Jelle Bouwhuis on The Bubble
Johan Nieuwenhuize – The Bubble
By Jelle Bouwhuis
“Technological developments and their impact on society are becoming an increasingly important element of my work. How filter bubbles make our online world smaller contrasts sharply with the uninhibited positive ideas about freedom and democracy from the early days of the Internet.”
Johan Nieuwenhuize
Social media, search engines, games and websites are becoming increasingly more adept at predicting our behaviour. They know what we are going to search for before we start searching, what we want to see before we look and, above all, know what we can buy before we have spent any money. They try to trap us in a filtered environment that simplifies our lives as consumers but, at the same time, makes our actions and thoughts as predictable as possible. Visualisations of Twitter traffic, for example, make painfully clear that leftist twitterers primarily follow leftist twitterers and right-wing twitterers primarily right-wing twitterers. Academics follow academics, car enthusiasts follow car enthusiasts, chefs follow chefs, and so on. Of course, it’s not possible to follow everyone, but social media sometimes appears to be a medieval guild system with closed networks and not unlike the pillarisation that held the Netherlands in its grip until after World War II. The fact that everyone can ‘live’ in his or her own bubble apparently appeals to a deeply rooted desire for a sense of safety and security.

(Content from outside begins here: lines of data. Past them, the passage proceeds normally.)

PR #396, opened 2019-11-26
Don't show jammers when clocks aren't running.

brian-brazil:
This was causing jammers to appear when no clocks
were running, e.g. just before a period start when
the intermission clock wasn't running.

Johan Nieuwenhuize’s The Bubble responds to that oh-so-human filter that has been strengthened by the Internet. His work does this specifically with regard to the social community at The Hague University of Applied Sciences (it was created on the occasion of the school’s 30th anniversary). Continuously changing photographic images are generated on three connected monitors, originating from a total of 717 pictures. These pictures were taken by Nieuwenhuize, who studied Industrial Design Engineering at The Hague University of Applied Sciences before enrolling in the art academy. He asked a diverse group of eighty (current) students a series of questions in order to gain insight into their lifestyle, such as their favourite shoe brand, their source of news, their favourite spot at the school, etc. He then used their responses to create and select the images.

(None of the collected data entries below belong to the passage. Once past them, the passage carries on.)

PR #400, opened 2019-11-27
Don't let clock sync interfere with restoring clock snapshots.

brian-brazil:
Also ensure all the clocks are gone from UpdateClockTimerTask
in tests by resetting the scoreboard in teardown.

### DIFF
--- a/src/com/carolinarollergirls/scoreboard/core/impl/ClockImpl.java
+++ b/src/com/carolinarollergirls/scoreboard/core/impl/ClockImpl.java
@@ -157,7 +157,7 @@ public class ClockImpl extends ScoreBoardEventProviderImpl implements Clock {
         synchronized (coreLock) {
             if (s.getId() != getId()) { return; }
             setNumber(s.getNumber());
-            setTime(s.getTime());
+            set(Value.TIME, s.getTime(), Flag.INTERNAL);
             if (s.isRunning()) {
                 start();
             } else {
--- a/tests/com/carolinarollergirls/scoreboard/core/impl/ScoreboardImplTests.java
+++ b/tests/com/carolinarollergirls/scoreboard/core/impl/ScoreboardImplTests.java
@@ -88,6 +88,7 @@ public class ScoreboardImplTests {
     @After
     public void tearDown() throws Exception {
         ScoreBoardClock.getInstance().start(false);
+        sb.reset();
         // Check all started batches were ended.
         assertEquals(0, batchLevel);
     }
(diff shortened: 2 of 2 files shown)


src/com/carolinarollergirls/scoreboard/core/impl/ClockImpl.java
```diff
@@ -157,11 +157,10 @@ public void restoreSnapshot(ClockSnapshot s) {
...
             if (s.getId() != getId()) { return; }
             setNumber(s.getNumber());
+            stop();  // Avoid sync logic interfering.
             setTime(s.getTime());
             if (s.isRunning()) {
-                start();
-            } else {
-                stop();
+                start(false);
             }
```
frank-weinberg: Stopping and restarting a clock will fire two events. Have you verified that this does not cause unwanted effects anywhere?

brian-brazil: If it did, we should be seeing it in unittests.

frank-weinberg: We have less than 100% coverage at the unit test level. And this would only be caught at integration or system test level, where our coverage is way worse. Or it might even be in the frontend, which we don't have any automated tests for.

brian-brazil: The snapshot restore logic should undo anything that happened, and I don't see any issues from a quick peek in the code. The frontend logic shouldn't have anything where it depends on transitions rather than states, so this should have no impact (plus it'll all be in one batch).

Is there another way you'd suggest doing this?


Once this PR is in, I'm going to see if it's practical to turn on sync in unittests with the tearDown fix included here. That'll give us a lot more real coverage.

frank-weinberg: > The snapshot restore logic should undo anything that happened,

But if an event listener changes a clock that has already been restored, it won't be undone.

>  (plus it'll all be in one batch).

True. That will filter the events from the frontend.

>Is there another way you'd suggest doing this?

No. I just noticed this potential problem during review and wanted to be sure it's not an actual problem. And I didn't have time to check myself.

brian-brazil: > But if an event listener changes a clock that has already been restored, it won't be undone.

That's a possibility. Maybe I'll come back to this PR after doing the clock cleanup I've planned.

frank-weinberg: > Is there another way you'd suggest doing this?

After looking at the code more closely: just replace `setTime(s.getTime())` with `set(Value.TIME, s.getTime(), Flag.INTERNAL)` - that's how we already keep sync from interfering with timer ticks.

brian-brazil: I was just thinking that today actually, updated.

The result is in typical Nieuwenhuizian style. In other words, all of the photographs were shot in the same format, giving the totality a sense of comparability. The generic aspect is reinforced by his preference for images that are not culture-specific and are difficult or impossible to trace back to a specific person or environment. This is typical of Nieuwenhuize’s approach. Since 2009, he has been working on a series of photographs entitled Collected Memory taken from the sky above well-known disaster sites like the WTC in New York, Utøya island in Norway, Tiananmen Square in Beijing and the Bijlmer neighbourhood in Amsterdam Zuidoost. The fact that he takes these pictures during the same months, days and hours that a tragedy took place at these locations says something about his understanding of the concept of remembrance. It is not the physical characteristics of such sites that are the focus of his work, but purely their reference, such as an abstract picture with a title. This is enough in itself to reactivate the collective, medial memory.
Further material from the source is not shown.